ANOTHER VIEW ON "CUTTING
McMaster Kinesiology graduate and registered
massage therapist Mike Zappetelli had a few words to add
to the "cutting exercise" article in Issue #48. Mike is
a personal trainer, massage therapist, and nutrition and
wellness specialist (R.M.T. C.P.T., N.W.S.). He has been
a guest author before (back in Issue #7) and brings excellent
practical and academic knowledge to apply to his client's
Here is what Mike had to say:
Finally, an article that dispelled the awful
myth of "cutting up". As a bodybuilder, I know what it takes
to get "ripped" and show muscle definition. As a personal
trainer, I have to teach this to my clients, day in and
day out. It is really quite simple.
Diet has to do with 70-80% of training and
what you look like. The actual training and stimuli that
you place on your body will make up the remaining 20-30%.
The only thing that happens in the gym is energy expenditure
and muscle damage. Rest and proper nutrition will help to
replenish this lost energy and at the same time repair those
damaged muscle tissues. If you rest and are fed properly,
you are more likely bound for greater repair, hence muscle
adaptation and growth. If this occurs, the recently attained
muscle mass will burn more calories at rest. Greater lean
mass will result in greater energy expenditure.
It's important to realize that although proper
rest and nutrition is essential for muscle growth, this
change will not happen overnight, nor will someone getting
cut up. This is how supplement companies market their products,
by telling the public that they can achieve these results
sooner than they think. Changing reps and sets and amounts
of weight lifted does not necessarily get you ripped. It's
the amount of intensity that you lift with that may determine
and help you to achieve your desired results.
Bodybuilders writing programs in magazines
have found something that they use to cut down. It's different
for everybody. Theoretically, the more energy you can expend
per workout is the key. So CB is correct, high reps and
low resistance is not necessarily better nor is it vice-versa,
it is the intensity that is key.
As I already mentioned, I am a natural, drug-free
competitive bodybuilder. When it comes time to diet for
a show, I do not do any cardio. I step up my training schedule
a little and really watch what I eat. I do this year-round
anywise to prevent dropping too much weight. The key to
dieting is to cut out any refined foods. The final product
is a change from 5-6% body-fat off-season, to a ~2% ripped
physique on contest day...with no cardio.

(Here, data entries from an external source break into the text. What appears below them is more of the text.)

PR #1357, opened 2024-07-07
fix(frontend): cleanup bottom menu classes

Bettelstab:
## 🍰 Pullrequest
Fixes this error message:

Screenshot 2024-07-07 at 13 33 01

Also removes unneeded `d-lg-none` after `d-md-none` as the former implies the latter.


roschaefer (approved):
ok

I checked out the code and tried to review. But as of now I always get redirected back to the presenter. I cannot reproduce the error.

Anyhow, code wise it looks fine.

PR #1362, opened 2024-07-08
feat(frontend): global redirect to presenter on unauthenticated error

### LINKED ISSUE #1269: 🚀 [Feature] Frontend: Redirect to presenter when token expired
Image

## 🚀 Feature
As a User I want to have the same logic when token expired as when no cookie present.
For some unknown reason we don't have any redirect when token expired.
Unauthenticated error from Backend can be catched and redirect.

## 🤖 ToDos
- [ ] For 403 response from backend then redirect to presenter

trinity2701:
### Issues
 Which Issues does this fix, which are related?
- fixes #1269 

### Todo

- [X] None


Elweyn (approved):
Thank you, seems good. :)

Mogge (approved):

The best analogy that I like to use is the
Parka and the Armani suit. The parka is the fat and the
Armani is the muscle. No matter what suit you have underneath
that Parka, you'll never see it until you take off the Parka.
So those who think that specific exercises will rid certain
areas of fat and get ripped, must think again. Sit-ups will
not get you that 'six-pack' to show off at the beach. They
will develop the abdominal muscles, but without proper nutrition
and constant exercise, you'll never remove that 'Parka'
to show off that suit.
Moderate and heavy weight training is effective
for most goals. Muscle is the result and muscle will help
burn more calories. Starving yourself, doing excessive aerobic
activity, and using too low of an intensity in your resistance
training will not bring anyone the body they desire! You
will get better results within significantly shorter and
less frequent workouts, provided they are intense!